FOUR hundred days. That’s how long Australian journalist Peter Greste spent behind bars in Egypt after being arrested, along with two Egyptian Al Jazeera staff (Baher Mohamed and Mohamed Fahmy) on December 29, 2013.
All three men were accused by the then ruling military regime of collaborating with the banned Muslim Brotherhood while the ousted group violently protested the army coup against their leader, elected President Mohammed Morsi.
Al Jazeera mounted a sustained global campaign to free all three of its journalists, but the Egyptian courts originally only freed Greste, while two Egyptians – one also with dual Canadian/Egyptian citizenship – remained behind bars.
I was as glad as journalists everywhere else to see Greste walk free earlier this week. But I always held the station also (unintentionally) contributed to its staff being held locked-up that long.
Arrested separately, the three journalists were also accused of having suspect communications equipment and possessing illegal ammunition. But, as if judging the judges by being both jury and executioner in absentia, AJ Jazeera simply constantly rubbished all the charges and accusations as “baseless”. It insisted (each of 48 times a day in its newscasts every half hour) that its staff were “innocent of all the charges against them.”
For the past 400-plus days, Al Jazeera daily portrayed the Egyptian court and judicial system as “a farce”. And it made constant, repeated daily “demands” that its staff be freed “unconditionally”. The station has also offered some ‘bleeding-heart’ stories about the two Egyptian staff: one having “got engaged while behind bars” and was “awaiting his wedding day”, the other having “missed the birth of his third son.”
The Egyptian lawyers representing the AJ Three often complained the way Al Jazeera was portraying the cases and the Egyptian court system globally was causing them problems with the judicial authorities in Cairo. Greste’s family had to point out, on occasion, that their son’s legal defence was not being decided by Al Jazeera.
I think the Al Jazeera journalists — brave as they obviously were in pursuit of their stories — overstretched their luck and underestimated the will of the Egyptian military to defend its overthrow of Morsi and the Muslim Brotherhood. I also think AJ’s use of its aggressive brand of hash-tag activism to defend its jailed employees may very well have harmed instead of helped their case.
All that said, I was quite pleased when the other two AJ journalists were freed on bail earlier this week. I had felt that after the Egyptian courts had released the Australian big fish, the two Egyptian sardines would have been kept in the Cairo bowl, if only to show that the pen is not always mightier than the sword.
But the Egyptians, with GenertalSisi now an elected President, have once again outmaneuvered Al Jazeera. The two Egyptians were released (temporarily) ahead of Valentine’s Day, probably so that he who got engaged while locked-up will get to marry on that global day of mutual love; and he who missed the birth of his third son can make up for time lost.

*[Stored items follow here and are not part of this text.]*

Issue #628, opened 2026-06-22
Replace Mapbox Static Tiles usage with per-map composed Mapbox styles


bwstefano:
## Background

Mapbox has asked us to optimize our API usage and reduce/remove usage of APIs such as the Static Tiles API. Their guidance was to move applications away from Static Tiles and toward the current Mapbox GL JS style rendering model. They also indicated that future discount/free-usage concessions depend on having a cost-efficient implementation.

The purpose of this issue is to track the implementation path we validated for JEO: replace the current Static Tiles rendering path for Mapbox style layers with a per-map composed Mapbox Style JSON, while preserving the current editorial model and runtime features.

## Current JEO behavior audited

JEO currently allows one map to be composed from multiple editorial layers. Those layers can be:

- `mapbox` layers, which point to complete Mapbox Studio styles.
- `mapbox-tileset-raster` layers.
- `mapbox-tileset-vector` layers.
- `mvt` layers.
- `tilelayer` raster tile URLs.

The current public map runtime chooses one `mapbox` layer as the base style when a layer is marked as `load_as_style`. Other Mapbox style layers are added as raster tiles from the Mapbox Static Tiles API. This was the workaround originally used to compose multiple Mapbox Studio styles over the same map.

The audited Static Tiles usage exists in at least these surfaces:

- Public map rendering: `src/includes/layer-types/mapbox.js` renders non-base `mapbox` layers with `https://api.mapbox.com/styles/v1/{styleId}/tiles/...`.
- Discovery: `src/js/src/discovery/blocks/map-layers.js` repeats a similar Static Tiles path for dynamic layer selection.
- Editor/preview rendering: `src/js/src/map-blocks/map-preview-layer.js` also renders `mapbox` layers as Static Tiles.

The public map runtime also contains important behavior that must be preserved:

- Layer order from `map.meta.layers`.
- `fixed`, `switchable`, and `swappable` layer use modes.
- Default visibility per layer.
- `style_layers` selection inside Mapbox styles.
- Layer legends.
- Layer attributions and source links.
- Related posts/markers.
- Click and mouse-over interactions configured in JEO.
- Storymaps derived from maps.
- Discovery maps.
- Adding and reordering layers in the editor.
- Support for MapLibre as the default rendering runtime.

## Agreed direction

Do not change the editorial model. Editors should continue to create maps, add layers, reorder layers, define default visibility, configure legends, and configure interactions as they do today.

[...]

PR #633, opened 2026-06-25
Replace Mapbox Static Tiles style overlays with composed Mapbox GL styles

bwstefano:
# Replace Mapbox Static Tiles style overlays with composed Mapbox GL styles

## Summary

This PR migrates JEO away from rendering `mapbox` layer posts as raster overlays through the Mapbox Static Tiles API. Instead, JEO now composes the Mapbox styles used by a map into a single Mapbox GL Style JSON and uses that composed style across regular maps, storymaps, Discovery, embeds, and editor previews.

The main goal is to preserve the current editorial model while removing the Static Tiles API usage generated by stacked Mapbox style layers. Editors can continue creating maps from multiple JEO layers, changing layer order, toggling default visibility, configuring switchable/swappable layers, adding legends, building storymaps from maps, using Discovery, and choosing Mapbox GL JS or MapLibre GL as the rendering library.

This change is also a response to Mapbox's request that InfoAmazonia reduce or eliminate Static Tiles API usage in order to keep the implementation cost-efficient and strengthen the case for future grant/discount renewals.

This work implements the migration mapped in #628.

## Why

Historically, JEO allowed editors to compose several Mapbox styles in one map by rendering one style as the WebGL base map and rendering additional Mapbox styles as raster tile overlays from the Static Tiles API. That solved an editorial need five years ago: different teams could maintain separate styles in Mapbox Studio and combine them in JEO without manually consolidating styles.

The downside is cost and platform alignment. Mapbox has specifically recommended moving applications away from APIs such as Static Tiles and toward current Mapbox GL JS usage. Their guidance ties a cost-efficient implementation to a stronger discount position in future cycles.

An analysis we made shows why this matters:

- In a representative high-composition map used for the estimate, the map had `9` editorial layers, `7` layers composed from Mapbox styles, `2` direct layers, `42` generated Mapbox GL style layers, and `31` generated style layers initially visible.
- In that scenario, the old model could generate roughly `48-120` Static Tiles API requests on a single initial map opening, because each additional Mapbox style layer was requested as a raster overlay.
- With the composer and Mapbox GL JS, the same composition moves to one Mapbox GL JS map load with vector/raster sources inside the GL style.
- InfoAmazonia's March-May 2026 Mapbox invoices show that Static Tiles API usage represented about `92.4%` of undiscounted Mapbox charges in those months.
- The three-month average Static Tiles line was about `USD 816.93/month`, or roughly `USD 9,803/year` annualized before discount.
- The composer does not target unrelated Mapbox costs such as tileset hosting or processing. Its target is specifically the Static Tiles API line generated by rendering extra Mapbox styles as raster overlays.

In short: this PR keeps the editorial flexibility that led JEO to use Static Tiles in the first place, but moves the rendering model to a modern Mapbox GL style composition approach.

### Backend composer

Adds a server-side Mapbox style composer that:

- Reads the map and layer configuration already stored in WordPress.
- Fetches referenced Mapbox styles.
- Namespaces source, layer, sprite, glyph, and metadata references to avoid collisions.
- Adds direct JEO layer types such as `mvt`, `tilelayer`, `mapbox-tileset-vector`, and `mapbox-tileset-raster`.
- Writes composed style artifacts and manifests to a cache directory.
- Supports temporary preview composition for editor and one-time map states that are not saved as a reusable map post.
- Preserves custom Mapbox tokens defined on individual layers.

### Shared frontend composer utilities

Adds shared JavaScript helpers for:

- Loading composed style metadata, style JSON, and manifests.
- Applying composed layer visibility.
- Finding composed manifest entries for original JEO layers.
- Wiring composed layer interactions and popups consistently across maps, storymaps, and Discovery.

### Regular maps and storymaps

Regular maps and storymaps now:

- Load the composed style when `mapbox` style layers are present.
- Use the composed manifest to preserve initial layer visibility and later layer toggles.
- Apply interactions from more than one Mapbox layer when the editor enables them.
- Show controlled warnings when composition is unavailable, instead of falling back to Static Tiles.
- Omit only problematic Mapbox style layers when needed, while continuing to render other direct layer types.

### Discovery and embeds

Discovery now uses composed Mapbox styles instead of Static Tiles when users combine maps/layers dynamically.

This includes:

- Loading composed map styles by map ID.
- Injecting composed sources and layers into the live Discovery map.
- Preloading sprite images needed by composed style layers.
- Preserving custom Mapbox access tokens from the selected layers.
- Keeping story pins above layer interaction popups.
- Adding layer interaction popups and map information popups with visual styling aligned with regular maps.
- Supporting exported Discovery embeds without storing an arbitrary user-generated style bundle on the server for every URL state.

### Editor and preview flows

Editor previews now use the composer too:

- Map post editor previews.
- Layer post editor previews.
- Storymap editor previews.
- One-time map block previews.
- Unsaved preview state through temporary composer payloads.

This means editors can see the current unsaved map/layer/storymap configuration before publishing, without relying on the removed Static Tiles path.

### Static Tiles removal

The legacy `mapbox` layer type no longer exposes an `addLayer()` implementation that creates a raster source from:

```text
https://api.mapbox.com/styles/v1/{styleId}/tiles/512/{z}/{x}/{y}@2x
```

`addStyle()`, `getStyleUrl()`, `getStyleLayers()`, and `addInteractions()` remain available for the code paths that still need style metadata or interaction definitions. Other layer types keep their existing rendering behavior.

This PR intentionally does not add a legacy Static Tiles fallback. If the composer cannot produce a valid style, JEO reports a controlled warning and avoids rendering only the affected Mapbox style layers.

### MapLibre compatibility

The composed style also works with MapLibre GL. The loader normalizes Mapbox style data where needed so MapLibre does not fail on unsupported or Mapbox-specific style properties.

Cost expectations differ by runtime:

- With Mapbox GL JS, the composed model aligns with Mapbox's map-load pricing model.
- With MapLibre GL, Mapbox-hosted vector/raster tiles may still be billed as tile requests, but the Static Tiles API path is still avoided.

## Editorial Behavior

The intended editorial workflow is mostly unchanged.

Editors still:

- Create reusable JEO maps from multiple layers.
- Add Mapbox style layers, MVT layers, tile layers, Mapbox vector tilesets, and Mapbox raster tilesets.
- Reorder layers.
- Decide which layers are active by default.
- Configure fixed, swappable, and switchable layers.
- Add legends and attribution.
- Create storymaps from maps.
- Add maps to Discovery.
- Export Discovery compositions as embeds.

The important conceptual change is internal: JEO now owns a style build/cache step. Editors do not need to manually merge styles in Mapbox Studio.

One visible editorial improvement is that `Load interactions` for Mapbox style layers is now an independent checkbox per layer. Previously the old raster-overlay model effectively required only one Mapbox layer to carry interactions, because other Mapbox styles were rendered as flat rasters. With the composer, interactions can be enabled for multiple composed Mapbox layers.

## Supporting Documentation

The implementation follows the transition specification in [mapbox-style-composition.md](https://github.com/user-attachments/files/29446536/mapbox-style-composition.md)

The cost and grant/discount rationale is documented in [mapbox-composer-cost-estimate.md](https://github.com/user-attachments/files/29446545/mapbox-composer-cost-estimate.md)

The cost estimate is especially relevant for review because this PR is not only a rendering refactor. It is also intended to materially reduce InfoAmazonia's Static Tiles API usage profile and support Mapbox discount/grant renewal conversations.

## Commits

This branch is organized into nine reviewable commits:

1. `Add Mapbox style composer backend`
2. `Add shared composed style frontend utilities`
3. `Render maps and storymaps with composed Mapbox styles`
4. `Remove legacy Static Tiles rendering for Mapbox layers`
5. `Use composed styles in editor map previews`
6. `Allow multiple Mapbox layers to load interactions`
7. `Use composed Mapbox styles in Discovery`
8. `Improve MapLibre handling for composed styles`
9. `Refresh translations and validation thresholds`

## Validation

Local validation performed during the branch:

- `vendor/bin/phpcs --standard=phpcs.xml.dist`
- `vendor/bin/phpcs --standard=phpcs-compat.xml.dist`
- `npm ci`
- `npm run build:assets`
- `npm run build`
- `npm run build:release`
- `npm run build:report`
- `npm run i18n:compile`
- WordPress smoke test through `scripts/wordpress-smoke.sh`
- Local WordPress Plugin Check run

Peter Greste will be warm in Australia, while his two Egyptian colleagues – who cannot travel abroad — will be able to spend today’s Valentine’s Day joyfully and lovingly with their wives and/lovers, before the anxiety returns ahead of their return to court before the end of this month.
In the end – in my view — President Al Sisi has made his point: that in the eyes of a seasoned army general, the pen just isn’t ever mightier than the sword!